Start of Study material
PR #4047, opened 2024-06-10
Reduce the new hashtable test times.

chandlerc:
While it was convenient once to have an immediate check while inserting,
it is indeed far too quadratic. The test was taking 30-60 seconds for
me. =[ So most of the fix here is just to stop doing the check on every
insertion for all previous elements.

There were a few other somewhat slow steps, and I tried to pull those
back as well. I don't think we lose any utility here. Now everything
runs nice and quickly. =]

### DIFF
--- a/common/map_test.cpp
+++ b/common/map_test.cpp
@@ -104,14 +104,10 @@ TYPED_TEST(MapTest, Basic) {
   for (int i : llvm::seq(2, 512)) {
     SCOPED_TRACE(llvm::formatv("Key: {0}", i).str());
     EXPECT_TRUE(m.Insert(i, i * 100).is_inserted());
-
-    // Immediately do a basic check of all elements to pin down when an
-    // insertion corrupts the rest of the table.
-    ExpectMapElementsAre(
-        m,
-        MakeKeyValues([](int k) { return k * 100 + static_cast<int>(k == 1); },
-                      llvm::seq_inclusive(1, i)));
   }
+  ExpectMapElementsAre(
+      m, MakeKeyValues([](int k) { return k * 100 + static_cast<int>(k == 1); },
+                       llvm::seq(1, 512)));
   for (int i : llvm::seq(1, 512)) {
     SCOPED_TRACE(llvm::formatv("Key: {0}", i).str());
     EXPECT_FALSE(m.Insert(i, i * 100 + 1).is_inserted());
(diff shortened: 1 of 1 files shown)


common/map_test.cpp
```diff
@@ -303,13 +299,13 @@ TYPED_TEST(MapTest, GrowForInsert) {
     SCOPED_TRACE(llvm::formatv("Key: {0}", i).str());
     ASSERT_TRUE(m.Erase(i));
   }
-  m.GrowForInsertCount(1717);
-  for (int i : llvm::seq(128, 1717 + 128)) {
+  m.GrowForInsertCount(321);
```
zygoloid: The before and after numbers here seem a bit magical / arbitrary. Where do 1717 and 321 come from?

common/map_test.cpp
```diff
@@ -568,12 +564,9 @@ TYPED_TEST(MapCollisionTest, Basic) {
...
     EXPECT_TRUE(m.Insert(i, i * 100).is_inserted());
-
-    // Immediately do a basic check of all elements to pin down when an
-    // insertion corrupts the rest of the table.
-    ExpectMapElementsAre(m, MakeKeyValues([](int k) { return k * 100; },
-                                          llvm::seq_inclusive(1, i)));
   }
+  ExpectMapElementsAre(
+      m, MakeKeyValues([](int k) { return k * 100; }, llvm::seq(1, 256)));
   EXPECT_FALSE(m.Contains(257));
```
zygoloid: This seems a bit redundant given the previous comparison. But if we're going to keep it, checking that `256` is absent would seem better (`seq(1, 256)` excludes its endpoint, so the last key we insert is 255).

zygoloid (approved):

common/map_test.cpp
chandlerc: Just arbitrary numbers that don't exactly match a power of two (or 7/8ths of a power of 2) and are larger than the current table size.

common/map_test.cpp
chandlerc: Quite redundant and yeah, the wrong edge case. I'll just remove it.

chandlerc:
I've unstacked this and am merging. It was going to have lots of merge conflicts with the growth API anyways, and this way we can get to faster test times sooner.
End of Study material
Start of Study material
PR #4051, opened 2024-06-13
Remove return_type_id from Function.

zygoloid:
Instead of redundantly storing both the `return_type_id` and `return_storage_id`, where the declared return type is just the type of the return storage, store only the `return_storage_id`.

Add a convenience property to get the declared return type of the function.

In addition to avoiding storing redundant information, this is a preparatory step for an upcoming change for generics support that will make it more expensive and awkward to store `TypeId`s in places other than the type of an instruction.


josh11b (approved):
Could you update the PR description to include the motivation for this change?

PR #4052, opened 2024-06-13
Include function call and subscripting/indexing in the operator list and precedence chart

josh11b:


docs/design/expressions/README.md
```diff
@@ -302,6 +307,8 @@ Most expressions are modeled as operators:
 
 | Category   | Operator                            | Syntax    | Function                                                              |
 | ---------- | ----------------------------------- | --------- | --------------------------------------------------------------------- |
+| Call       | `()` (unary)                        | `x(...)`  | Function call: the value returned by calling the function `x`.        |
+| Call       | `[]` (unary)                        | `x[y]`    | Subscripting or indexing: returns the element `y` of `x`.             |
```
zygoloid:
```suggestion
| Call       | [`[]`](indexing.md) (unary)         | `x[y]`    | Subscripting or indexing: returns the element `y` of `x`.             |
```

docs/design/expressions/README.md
End of Study material
_What is expected_
Wherever the string "unary" appears in a line of the records, copy that line.

_Finished exercise_
+| Call       | `()` (unary)                        | `x(...)`  | Function call: the value returned by calling the function `x`.        |
+| Call       | `[]` (unary)                        | `x[y]`    | Subscripting or indexing: returns the element `y` of `x`.             |
| Call       | [`[]`](indexing.md) (unary)         | `x[y]`    | Subscripting or indexing: returns the element `y` of `x`.             |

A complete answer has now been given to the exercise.